If your answer was “no” to both of the questions above, then your public relations campaign is finished before it starts. You can’t sell to your prospective clients if you aren’t communicating with them.

In a humorous twist on the famous (and still great) old Abbott and Costello skit, blogger Mike Schaffer explains how to avoid miscommunication.

Schaffer also identified three good steps to avoid miscommunicating with your customers:

  1. Know your audience
  2. Put yourself in their shoes
  3. Be complete

Schaffer’s advice is definitely on target. I would add the following three steps:

  1. Don’t talk so much. This is a huge mistake that I see many PRs making online and elsewhere. They do all the talking (tweeting, posting, etc) and leave no opportunity for their audience to provide feedback. Communication goes two ways. If you’re doing all the talking, there’s a good chance that communication isn’t happening.
  2. Listen. Once you stop doing all the talking, start to listen. Read the comments on your blog posts. Look at how they are responding to your tweets. Is your audience getting the message? Or, are the confused or even upset by what you are trying to communicate to them?
  3. Measure results. Whenever a business engages in any activity, they should also implement a means of measuring the success of that activity. Whether your message is being communicated through social media, a traditional advertising campaign, or by some other means–there should be a measurement mechanism in place.
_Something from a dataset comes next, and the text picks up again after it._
Issue #300, opened 2023-05-24
Program hangs when executing `subdir_fzf` on a large directory


Jacky-Lzx:
Problem description:

1. When executing `subdir_fzf` command in a large directory, _e.g._, `/`, the view goes to the command line, and it waits for outputs.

It’s easy to conduct a one-sided “conversation”–one in which you (the agency or company) is the only real participant. But, to be truly effective a PR campaign must have both a messenger and recipients of the message–those who understand the message that you are trying to convey.

We have more tools and better tools than ever before for reaching customers and prospective customers. To be effective, though, those tools must be used with the principles of good communication in mind.

Are your social media efforts, your advertising campaigns, and your blogging efforts really reaching your intended audience? Are you actually communicating, or just going through the motions?